Martin Moore, the director of the Media Standards Trust and founder of the Hacked Off campaign, told The Daily Beast in an email today that today’s arrests could be linked to the deleted emails. “A few weeks ago we learnt that senior executives at News International deleted hundreds of thousands of emails in a deliberate policy to undermine legal action by victims of hacking,” he said. “This was conspiracy to pervert the course of justice on a pretty grand scale. It would not be surprising if today’s arrests were connected to that deletion.”
Revealing more evidence of illicit ties.
We wish we could say that the latest twist in investigations into News Corp.’s papers comes as a surprise. Two former Scotland Yard chiefs testified on Wednesday that their sons both gained “work experience” at News International, Rupert Murdoch’s publishing division. “It was a perfectly normal process,” said former Commissioner Ian Blair, “the kind of thing that would excite most 15-year-olds.” The nature of their experience wasn’t made clear, but the British usually equate the phrase with brief, unpaid internships. And while it’s hardly uncommon for kids to get internships through family connections, it may be further evidence of illicit ties between the Metropolitan Police and News Corp. Last week, it was revealed that former Sun and News of the World editor Rebekah Brooks rode around for years on a police horse.

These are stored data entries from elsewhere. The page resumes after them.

PR #1527, opened 2026-02-12
feat: expose discoverOAuthServerInfo() and add provider caching for auth server URL

felixweinberger:
## Summary

Extracts the RFC 9728 + authorization server metadata discovery logic from `authInternal()` into a new public `discoverOAuthServerInfo()` function, and adds unified discovery state caching to `OAuthClientProvider`.

## Motivation and Context

MCP clients need the authorization server URL for operations outside the `auth()` orchestrator — specifically token refresh and token revocation. Currently, the SDK discovers this URL via RFC 9728 inside `authInternal()` but never exposes it, forcing consumers to reimplement the discovery logic.

Additionally, browser-based OAuth flows lose discovery state (including the `resourceMetadataUrl` from `WWW-Authenticate` headers) during redirects, causing token exchange failures (#1234, #1350).

## Key Changes

**`discoverOAuthServerInfo(serverUrl, opts?)`** (new export)
Combines RFC 9728 protected resource metadata discovery with authorization server metadata discovery into a single call. Returns `OAuthServerInfo { authorizationServerUrl, authorizationServerMetadata?, resourceMetadata? }`.

**`OAuthDiscoveryState`** (new type)
Unified type for persisting all discovery results: auth server URL, resource metadata URL, resource metadata, and auth server metadata.

**`OAuthClientProvider` changes** (non-breaking)
- `saveDiscoveryState?(state)` — called by `auth()` after discovery so providers can persist all discovery results
- `discoveryState?()` — returns cached state; when present, `auth()` restores discovery results instead of re-discovering
- `invalidateCredentials` scope union extended with `'discovery'` for clearing cached discovery state

**`authInternal()` refactored** to use `discoverOAuthServerInfo()` and the unified caching. Cached path restores full discovery state including resource metadata, preserving the `resource` parameter in token requests.

This subsumes the use case from #1350 (persisting `resourceMetadataUrl` across browser redirects) — the URL is now part of `OAuthDiscoveryState`.

## How Has This Been Tested?

- 8 new test cases covering `discoverOAuthServerInfo()` and discovery state caching
- Tests verify resource parameter is preserved on cached path
- All 253 client tests pass
- Full typecheck and lint pass

## Breaking Changes

None. All additions are optional interface methods, new exports, and a new union member for an optional method parameter.

## Types of changes

## Checklist

## Additional context

Co-authored with @hassan123789 whose #1350 identified the `resourceMetadataUrl` persistence problem that this unified approach addresses.


packages/client/src/client/auth.ts
```diff
@@ -183,6 +183,26 @@ export interface OAuthClientProvider {
...
+    /**
+     * Returns a previously saved authorization server URL, or `undefined` if none is cached.
+     *
+     * When available, {@linkcode auth} skips RFC 9728 protected resource metadata
+     * discovery and uses this URL directly, reducing latency on subsequent calls.
+     *
+     * Providers should clear the cached URL on repeated authentication failures
+     * to allow re-discovery in case the authorization server has changed.
+     */
+    authorizationServerUrl?(): string | URL | undefined | Promise<string | URL | undefined>;
```
ochafik: nit: seems similar to clientMetadataUrl above (not promise), wonder if current impl requires promise?

packages/client/src/client/auth.ts
```diff
@@ -183,6 +183,26 @@ export interface OAuthClientProvider {
...
+     */
+    saveAuthorizationServerUrl?(url: string | URL): void | Promise<void>;
+
+    /**
+     * Returns a previously saved authorization server URL, or `undefined` if none is cached.
+     *
+     * When available, {@linkcode auth} skips RFC 9728 protected resource metadata
+     * discovery and uses this URL directly, reducing latency on subsequent calls.
+     *
+     * Providers should clear the cached URL on repeated authentication failures
```
ochafik: Should it be the responsibility of the provider or the SDK? (if so how can it clear this? should it be part of invalidateCredentials maybe?)

pcarleton:
generally like the idea, but i'd prefer if we made it flexible to store more discovery state:
https://github.com/modelcontextprotocol/typescript-sdk/pull/1350

this would make it easier to squirrel away the PRM URL, OASM URL, scope, resource parameter.  Also makes it easier to provide those things out of band, e.g. if you've discovered them previously and want to just load them, or if there's something wrong with discovery (e.g. a 503 is de-railing the discovery process).

packages/client/src/client/auth.ts
```diff
@@ -941,6 +966,87 @@ export async function discoverAuthorizationServerMetadata(
     return undefined;
 }
 
+/**
+ * Result of {@linkcode discoverOAuthServerInfo}.
+ */
+export interface OAuthServerInfo {
```
ochafik, line 1025: Wonder if the Url at which the resource metadata was found should also be part of this? (And that's the interaction w/ the existing clientMetadataUrl?)

felixweinberger:
> generally like the idea, but i'd prefer if we made it flexible to store more discovery state: #1350
> 
> this would make it easier to squirrel away the PRM URL, OASM URL, scope, resource parameter. Also makes it easier to provide those things out of band, e.g. if you've discovered them previously and want to just load them, or if there's something wrong with discovery (e.g. a 503 is de-railing the discovery process).

Sure! We can cajole #1350 in potentially? @ochafik thoughts?

packages/client/src/client/auth.ts
felixweinberger: Addressed -- replaced with unified `discoveryState()` which follows the `tokens()` pattern: `OAuthDiscoveryState | undefined | Promise<OAuthDiscoveryState | undefined>`.

packages/client/src/client/auth.ts
felixweinberger: Addressed -- added `'discovery'` to the `invalidateCredentials` scope union so the SDK can signal providers to clear cached discovery state.

packages/client/src/client/auth.ts
felixweinberger: Addressed -- `OAuthDiscoveryState` now includes `resourceMetadataUrl?: string` alongside the full `resourceMetadata` and `authorizationServerMetadata`.

packages/client/src/client/auth.ts
```diff
@@ -183,6 +183,49 @@ export interface OAuthClientProvider {
...
+ */
+export interface OAuthDiscoveryState {
+    /** The authorization server URL discovered via RFC 9728 or derived from the server URL. */
+    authorizationServerUrl: string;
+    /** The URL at which the protected resource metadata was found, if available. */
+    resourceMetadataUrl?: string;
+    /** The OAuth 2.0 Protected Resource Metadata from RFC 9728, if available. */
+    resourceMetadata?: OAuthProtectedResourceMetadata;
+    /** The authorization server metadata (endpoints, capabilities), if available. */
+    authorizationServerMetadata?: AuthorizationServerMetadata;
```
pcarleton: can we add authorizationServerMetadataUrl here too?

to be consistent with resourceMetadataUrl, and also it's a useful debug signal.

I guess it is significantly more difficult to obtain though, so non-blocking

packages/client/src/client/auth.ts
```diff
@@ -941,6 +1019,87 @@ export async function discoverAuthorizationServerMetadata(
     return undefined;
 }
 
+/**
+ * Result of {@linkcode discoverOAuthServerInfo}.
+ */
+export interface OAuthServerInfo {
```
pcarleton, line 1025: Can this type and `OAuthDiscoveryState` be the same?

packages/client/src/client/auth.ts
```diff
@@ -395,32 +438,67 @@ async function authInternal(
...
-     * If we don't get a valid authorization server metadata from protected resource metadata,
-     * fallback to the legacy MCP spec's implementation (version 2025-03-26): MCP server base URL acts as the Authorization server.
-     */
-    if (!authorizationServerUrl) {
-        authorizationServerUrl = new URL('/', serverUrl);
+        // Re-save if we enriched the cached state with missing metadata
+        if (metadata !== cachedState.authorizationServerMetadata || resourceMetadata !== cachedState.resourceMetadata) {
+            await provider.saveDiscoveryState?.({
+                authorizationServerUrl: String(authorizationServerUrl),
+                resourceMetadataUrl: effectiveResourceMetadataUrl?.toString(),
```
pcarleton, line 476: i think unfortunately we'll only ever save this if it was passed in explicitly.   That's a bit odd, we could leave it as is, but maybe leave a TODO explaining it.  Like I think we could tackle that and auth-server-url saving in a similar pass of "threading more context back from the discover functions", but I don't think it should block this.

packages/client/src/client/auth.ts
```diff
@@ -144,7 +144,7 @@ export interface OAuthClientProvider {
      * credentials, in the case where the server has indicated that they are no longer valid.
      * This avoids requiring the user to intervene manually.
      */
-    invalidateCredentials?(scope: 'all' | 'client' | 'tokens' | 'verifier'): void | Promise<void>;
+    invalidateCredentials?(scope: 'all' | 'client' | 'tokens' | 'verifier' | 'discovery'): void | Promise<void>;
```
pcarleton, line 147: nit: this isn't tested anywhere -- we don't provide an impl for it, so not a huge deal

felixweinberger: ack, kept as is

packages/client/src/client/auth.ts
felixweinberger: I think they're a little bit different right, they just happen to look similar right now - but in future the `OAuthDiscoveryState` (what gets saved) could diverge meaningfully from `OAuthServerInfo`?

To avoid duplication though makes sense for `OAuthDiscoveryState` to extend `OAuthServerInfo` though, so changed that here - wdyt?

packages/client/src/client/auth.ts
felixweinberger: This is a bit tricky - added a TODO for now

packages/client/src/client/auth.ts
pcarleton: cool that makes sense to me

packages/client/src/client/auth.ts
felixweinberger: added TODO, to follow up later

As pressure mounts inside company.
Two senior Murdoch reporters apparently tried to commit suicide after 300 million emails and internal papers were turned over to investigators pursuing the phone-hacking scandal that rocked the company over the past year. The pair were checked into a hospital at the expense of News International, the British newspaper arm of Murdoch’s News Corp. Sources inside the company said journalists are “terribly stressed and many are on the edge,” and have been informed that the company will provide psychiatric help if needed.